Question

Let \( A_6 \) be the group of even permutations of 6 distinct symbols. Then the number of elements of order 6 in \( A_6 \) is ..................

Hint:

The number of elements of order 6 in \( A_6 \) is equal to the number of 6-cycles, which is a specific type of permutation.

Answer 1

Correct Answer: 0

1. Element Order in Permutation Groups

The order of a permutation is the Least Common Multiple (LCM) of the lengths of the cycles in its cycle decomposition.

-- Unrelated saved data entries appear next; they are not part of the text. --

PR #685, opened 2018-04-25
Added an exception class

VETURISRIRAM:
Changes to avoid laggy connection establishments.

### DIFF
--- a/python/unityagents/exception.py
+++ b/python/unityagents/exception.py
@@ -13,7 +13,12 @@ class UnityEnvironmentException(UnityException):
     """
     pass
 
-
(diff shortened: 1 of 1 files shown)


eshvk:
Can you please explain why this class was added? The functionality is not being used anywhere.

VETURISRIRAM:
The class was added to handle the laggy  socket connections. It is always a good practice in socket programming to have such a class to look for the connections that take long time and try to revert the requests.

awjuliani:
Hi @VETURISRIRAM,

As mentioned in the other thread, we are moving to a new system for communication, and as such will be closing this.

We are looking for permutations in $A_6$ whose cycle structure has an $\text{LCM}$ of 6.

Possible cycle structures in $S_6$ whose $\text{LCM} = 6$ are:

Cycle Structure	Partition of 6	Order (LCM)	Parity (Must be Even)
$(6)$	$6$	6	Odd
$(3)(2)(1)$	$3+2+1$	$\text{lcm}(3, 2, 1) = 6$	$\text{sign} = (-1)^{3-1} \cdot (-1)^{2-1} = (+1) \cdot (-1) = \text{Odd}$

2. Analysis of Parity

A permutation is in the alternating group $A_n$ if and only if it is an even permutation.

The sign of a $k$-cycle is $(-1)^{k-1}$.

The sign of a permutation is the product of the signs of its disjoint cycles.

Case 1: Cycle of length 6, $(\mathbf{a_1 \ a_2 \ a_3 \ a_4 \ a_5 \ a_6})$

Order: 6

Sign: $(-1)^{6-1} = (-1)^5 = -1$ (Odd permutation)

Result: $\mathbf{A \notin A_6}$

Case 2: Cycles of length 3 and 2, $(\mathbf{a_1 \ a_2 \ a_3})(\mathbf{a_4 \ a_5})$

Order: $\text{lcm}(3, 2) = 6$

Sign: $(\text{sign of 3-cycle}) \cdot (\text{sign of 2-cycle}) = (-1)^{3-1} \cdot (-1)^{2-1} = (+1) \cdot (-1) = -1$ (Odd permutation)

Result: $\mathbf{A \notin A_6}$

Conclusion

Since all possible cycle structures that yield an order of 6 result in an odd permutation, there are no elements of order 6 in the alternating group $A_6$.

Final Answer

The number of elements of order 6 in $A_6$ is $\mathbf{0}$.